§ What is needed: In the records that come next, find every line with "testing". Return those lines.
*** Block opens ***
Issue #3343, opened 2024-11-26
SELinux relabling during commit causes the wrong content hash to be stored if ACLs or user xattrs are present


prydom:
Putting a pointer to https://github.com/containers/bootc/issues/920#issuecomment-2501967928 here.

I originally filed in bootc since I thought the bug was in the ostree-ext-rs crate but based on the following analysis I think the issue is in OSTree.

> I think I can answer why this happens for the "pure ostree" case, @cgwalters. It seems the root cause has been in https://github.com/ostreedev/ostree for a while and it may just be some coincidental changes in libdnf5, librpm or librepo which caused this to start failing container pulls now. 
> 
> libglnx will always sort the extended attributes returned from `glnx_dfd_name_get_all_xattrs` with [`canonicalize_xattrs()`](https://github.com/GNOME/libglnx/blob/87f2768fab168ded186bd6b973ad6acf4cd09f8b/glnx-xattrs.c#L44). This ensures we should always get the same content hash as long as the same file contents + uid/gid/perms/xattrs match even if the underlying filesystem returns a different order.
> 
> However, during commit the way [`get_final_xattrs()`](https://github.com/ostreedev/ostree/blob/111a45fa5c3d115074d80b0e01f419969221fb63/src/libostree/ostree-repo-commit.c#L3226) works is to first delete the `security.selinux` attribute with `_ostree_filter_selinux_xattr()` and then append the new label to the end of the gvariant array.
> 
> Linux capabilities have been working because "security.capabilities" always comes before "security.selinux". However the existence of any "user.*" attributes means that list will no longer be sorted and therefore the hash calculated at commit time will not match what is stored in the bare repo and what is copied into the encapsulated commit container image.
> 
> So, preserving `system.*` (e.g. ACLs) or `trusted.*` extended attributes would be bit by this same bug. I have reproduced the same failure to pull the container by adding an ACL.
> 
> ```bash
> # Create a new commit with just a single file with an extended attribute
> mkdir commit
> cd commit
> echo "hello world" > test.txt
> setfattr -n security.selinux -v "system_u:object_r:etc_runtime_t:s0" test.txt
> setfacl -m "u:root:rw-" test.txt
> setcap 'cap_net_bind_service=ep' test.txt
> getfattr -d -m - -- *
> stat test.txt
> cd ..
> ```

cgwalters:
[...]

PR #3346, opened 2024-11-27
core: Always sort incoming xattrs

cgwalters:
When recomputing selinux attrs during commit, we weren't sorting, which could cause various issues like fsck failures.

This is a big hammer; change things so we always canonicalize (i.e. sort) the incoming xattrs when creating a file header.

I think almost all places in the code were already keeping things sorted, but it's better to ensure correctness first. If we ever have some performance issue (I'm doubtful) we could add something like `_ostree_file_header_known_canonicalized` or so.

Closes: https://github.com/ostreedev/ostree/issues/3343

### DIFF
--- a/src/libostree/ostree-core.c
+++ b/src/libostree/ostree-core.c
@@ -43,6 +43,7 @@ G_STATIC_ASSERT (OSTREE_REPO_MODE_BARE_USER_ONLY == 3);
 G_STATIC_ASSERT (OSTREE_REPO_MODE_BARE_SPLIT_XATTRS == 4);
 
 static GBytes *variant_to_lenprefixed_buffer (GVariant *variant);
+static GVariant *canonicalize_xattrs (GVariant *xattrs);
 
 #define ALIGN_VALUE(this, boundary) \
   ((((unsigned long)(this)) + (((unsigned long)(boundary)) - 1)) \
@@ -302,6 +303,47 @@ ostree_validate_collection_id (const char *collection_id, GError **error)
   return TRUE;
 }
 
+static int
+compare_xattrs (const void *a_pp, const void *b_pp)
+{
+  GVariant *a = *(GVariant **)a_pp;
+  GVariant *b = *(GVariant **)b_pp;
+  const char *name_a;
+  const char *name_b;
+  g_variant_get (a, "(^&ay@ay)", &name_a, NULL);
+  g_variant_get (b, "(^&ay@ay)", &name_b, NULL);
+
+  return strcmp (name_a, name_b);
+}
+
+// Sort xattrs by name
+static GVariant *
+canonicalize_xattrs (GVariant *xattrs)
+{
+  // We always need to provide data, so NULL is canonicalized to the empty array
+  if (xattrs == NULL)
+    return g_variant_ref_sink (g_variant_new_array (G_VARIANT_TYPE ("(ayay)"), NULL, 0));
+
+  g_autoptr (GPtrArray) xattr_array
+      = g_ptr_array_new_with_free_func ((GDestroyNotify)g_variant_unref);
+
+  const guint n = g_variant_n_children (xattrs);
+  for (guint i = 0; i < n; i++)
+    {
+      GVariant *child = g_variant_get_child_value (xattrs, i);
+      g_ptr_array_add (xattr_array, child);
+    }
+
+  g_ptr_array_sort (xattr_array, compare_xattrs);
+
+  GVariantBuilder builder;
+  g_variant_builder_init (&builder, G_VARIANT_TYPE ("a(ayay)"));
+  for (guint i = 0; i < xattr_array->len; i++)
+    g_variant_builder_add_value (&builder, xattr_array->pdata[i]);
+
+  return g_variant_ref_sink (g_variant_builder_end (&builder));
+}
+
 /* The file header is part of the "object stream" format
  * that's not compressed.  It's comprised of uid,gid,mode,
  * and possibly symlink targets from @file_info, as well
@@ -321,13 +363,12 @@ _ostree_file_header_new (GFileInfo *file_info, GVariant *xattrs)
   else
     symlink_target = "";
 
-  g_autoptr (GVariant) tmp_xattrs = NULL;
-  if (xattrs == NULL)
-    tmp_xattrs = g_variant_ref_sink (g_variant_new_array (G_VARIANT_TYPE ("(ayay)"), NULL, 0));
+  // We always sort the xattrs now to ensure everything is in normal/canonical form.
+  g_autoptr (GVariant) tmp_xattrs = canonicalize_xattrs (xattrs);
 
   g_autoptr (GVariant) ret
       = g_variant_new ("(uuuus@a(ayay))", GUINT32_TO_BE (uid), GUINT32_TO_BE (gid),
-                       GUINT32_TO_BE (mode), 0, symlink_target, xattrs ?: tmp_xattrs);
+                       GUINT32_TO_BE (mode), 0, symlink_target, tmp_xattrs);
   return variant_to_lenprefixed_buffer (g_variant_ref_sink (ret));
 }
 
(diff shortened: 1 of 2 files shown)


tests/test-basic-c.c
```diff
@@ -193,12 +201,49 @@ test_object_writes (gconstpointer data)
...
+    g_variant_builder_init (&builder, G_VARIANT_TYPE ("a(ayay)"));
+    g_variant_builder_add (&builder, "(^ay^ay)", "security.selinux", "foo_t");
+    g_variant_builder_add (&builder, "(^ay^ay)", "user.blah", "somedata");
+    g_autoptr (GVariant) xattrs = g_variant_ref_sink (g_variant_builder_end (&builder));
+    ostree_repo_write_regfile_inline (repo, expected_sha256_with_xattrs, 0, 0, S_IFREG | 0644,
+                                      xattrs, (guint8 *)"hi", 2, NULL, &error);
+    g_assert_no_error (error);
+  }
+
+  /* And now with a swapped order */
```
cgwalters, line 237: And I also verified that this test successfully fails if we drop the xattr canonicalization.

prydom:
I get the following error when pulling an image into ostree layered on top of quay.io/fedora/fedora-kinoite. It has user.* xattrs in the container tar stream.

```
2024-11-27T18:39:25.0514353Z layers already present: 0; layers needed: 89 (4.5 GB)
2024-11-27T18:40:54.5755174Z error: Importing: Parsing layer blob sha256:4c7aee33c4535de34dfdde394e64174d0177144339e7d35846be7ce1663722f4: error: ostree-tar: Failed to handle directory: Incorrectly sorted xattr name, index=2: Processing tar: Failed to commit tar: ExitStatus(unix_wait_status(256))
```

cgwalters:
Thanks for testing this out! I pushed an update that also covers directory metadata - only unit tested here so far.

prydom:
I've done another round of end-to-end testing and the changes work well for me.

On github actions:
- Updated ostree-libs to c8635586c21714656a833ac31a8c86d6e1642901 on CI build container.
- Built multiple layers upon upstream bootable container image which introduced the librepo extended attributes in tar stream.
- Pulled container image into empty bare ostree repository (this step is what failed earlier)
- Checked out image with ostree, made some further changes that are not appropriate to do with image layering
- Checked image back into new ostree ref and used `--selinux-policy=` to relabel based on policy in image 
- Ran `rpm-ostree compose container-encapsulate` to re-encapsulate commit as image and upload to registry
- Added an additional container image layer with even more extended attributes.

In `podman` on dev machine:
- In build container (same as CI) with updated ostree, created empty bare-user repo. Pulled re-encapsulated image. `ostree fsck` passes.
- Pulled encapsulated image, run `ostree fsck` on the sysroot in the container (bare-split-xattrs). Passes.

On target machine:
- Used bootc to switch/rebase to new image. Existing host with bootc and the new image does not have updated ostree library. Image pulls successfully.
- Booted into staged image successfully.
- Confirmed that introduced user xattrs are preserved.
- `ostree fsck` run from the booted image on sysroot fails on files that have user xattrs. This is because the ostree library hasn't been updated in the image.
- Activate usr-overlay, install rpms with ostree and ostree-libs from this PR, create new bare repo, pull container into fresh repo and `ostree fsck` passes.

src/libostree/ostree-core.c
```diff
@@ -302,6 +303,47 @@ ostree_validate_collection_id (const char *collection_id, GError **error)
...
 }
 
+static int
+compare_xattrs (const void *a_pp, const void *b_pp)
+{
+  GVariant *a = *(GVariant **)a_pp;
+  GVariant *b = *(GVariant **)b_pp;
+  const char *name_a;
+  const char *name_b;
+  g_variant_get (a, "(^&ay@ay)", &name_a, NULL);
```
allisonkarlitskaya, line 313: Random: you could just `memcmp()` the data of the GVariants directly: the key starts at byte 0.  That's pretty evil, though.

Otherwise it might be a bit nicer to use `g_variant_get_child(a, 0, "&ay", &name_a)`

src/libostree/ostree-core.c
```diff
@@ -302,6 +303,47 @@ ostree_validate_collection_id (const char *collection_id, GError **error)
...
+  g_variant_get (b, "(^&ay@ay)", &name_b, NULL);
+
+  return strcmp (name_a, name_b);
+}
+
+// Sort xattrs by name
+static GVariant *
+canonicalize_xattrs (GVariant *xattrs)
```
allisonkarlitskaya, line 321: Yikes.  This function is complicated, but I honestly can't think of any other way to do it more simply...

One thing I'd consider is scanning the "input" to see if it's already in order (trivially true also for the common case of only one item) and return a ref directly in that case.

src/libostree/ostree-core.c
```diff
@@ -2278,21 +2321,30 @@ ostree_validate_structureof_file_mode (guint32 mode, GError **error)
...
 _ostree_validate_structureof_xattrs (GVariant *xattrs, GError **error)
 {
   const guint n = g_variant_n_children (xattrs);
+  const char *previous = NULL;
   for (guint i = 0; i < n; i++)
     {
-      const guint8 *name;
+      const char *name;
       g_autoptr (GVariant) value = NULL;
       g_variant_get_child (xattrs, i, "(^&ay@ay)", &name, &value);
```
allisonkarlitskaya, line 2336: Pulling the (unused) `value` out here just to have it auto-freed at the end of the loop is wasteful.  You could just give `NULL` there.  This whole loop could also be converted to a `GVariantIter`.

tests/test-basic-c.c
```diff
@@ -193,12 +201,67 @@ test_object_writes (gconstpointer data)
...
+  g_assert (!ostree_repo_write_regfile_inline (repo, invalid_hi_sha256, 0, 0, S_IFREG | 0644, NULL,
+                                               (guint8 *)"hi", 2, NULL, &error));
+  g_assert (error != NULL);
+  g_clear_error (&error);
+
+  static const char expected_sha256_with_xattrs[]
+      = "72473a9e8ace75f89f1504137cfb134feb5372bc1d97e04eb5300e24ad836153";
+
+  GVariantBuilder builder;
+  g_autoptr (GVariant) inorder_xattrs = NULL;
```
allisonkarlitskaya, line 226: Could move the declaration down to the same line as the assignment, like you do for `unsorted...`

tests/test-basic-c.c
```diff
@@ -193,12 +201,67 @@ test_object_writes (gconstpointer data)
...
+  g_variant_builder_add (&builder, "(^ay^ay)", "security.selinux", "foo_t");
+  g_variant_builder_add (&builder, "(^ay^ay)", "user.blah", "somedata");
+  inorder_xattrs = g_variant_ref_sink (g_variant_builder_end (&builder));
+  g_variant_builder_init (&builder, G_VARIANT_TYPE ("a(ayay)"));
+  g_variant_builder_add (&builder, "(^ay^ay)", "user.blah", "somedata");
+  g_variant_builder_add (&builder, "(^ay^ay)", "security.selinux", "foo_t");
+  g_autoptr (GVariant) unsorted_xattrs = g_variant_ref_sink (g_variant_builder_end (&builder));
+
+  /* Now test with xattrs */
+  ostree_repo_write_regfile_inline (repo, expected_sha256_with_xattrs, 0, 0, S_IFREG | 0644,
```
allisonkarlitskaya, line 237: Did you also want to check the return value?

tests/test-basic-c.c
```diff
@@ -193,12 +201,67 @@ test_object_writes (gconstpointer data)
...
+                                    inorder_xattrs, (guint8 *)"hi", 2, NULL, &error);
+  g_assert_no_error (error);
+
+  /* And now with a swapped order */
+  ostree_repo_write_regfile_inline (repo, expected_sha256_with_xattrs, 0, 0, S_IFREG | 0644,
+                                    unsorted_xattrs, (guint8 *)"hi", 2, NULL, &error);
+  g_assert_no_error (error);
+
```
allisonkarlitskaya, line 245: I notice that you don't have a testcase for what happens if someone tries to repeat an xattr.  If I understand the code above, you'd sort the incoming list, but fail to detect the duplicate, which would later fail to validate.

Do you want to add that check as well?

allisonkarlitskaya: You also don't check for incoming empty xattr key values.  That might be another nice thing to figure out, and then add a test for.

src/libostree/ostree-core.c
cgwalters: > Yikes. This function is complicated, but I honestly can't think of any other way to do it more simply...

Yeah...this is where GVariant in C specifically is really painful. At one point Alex was working on a "gvariant compiler" IIRC that generated accessors. In Rust there's https://docs.rs/gvariant/latest/gvariant/ but none of this code is going to be in Rust soon sadly.

tests/test-basic-c.c
cgwalters: Yeah, this normalization also raises the question of what happens in those edge cases. However, this code in the write path isn't returning errors today, doing so would be a notably bigger change.

We don't have active issues with duplicate or zero-key-length xattrs; one would have to explicitly craft things to make that happen today. I just added some sanity checking which is more intended for `fsck` type operations. I think we can leave it as a followup - (really first ensure it's fixed in composefs...which hmm, it looks like we're not sanity checking for empty xattr names there either in a quick look)

cgwalters: https://github.com/containers/composefs/pull/400

cgwalters:
OK, updated this one, should be good to go!

allisonkarlitskaya (approved):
*** Block closes ***
§ Exercise response:
Thanks for testing this out! I pushed an update that also covers directory metadata - only unit tested here so far.
I've done another round of end-to-end testing and the changes work well for me.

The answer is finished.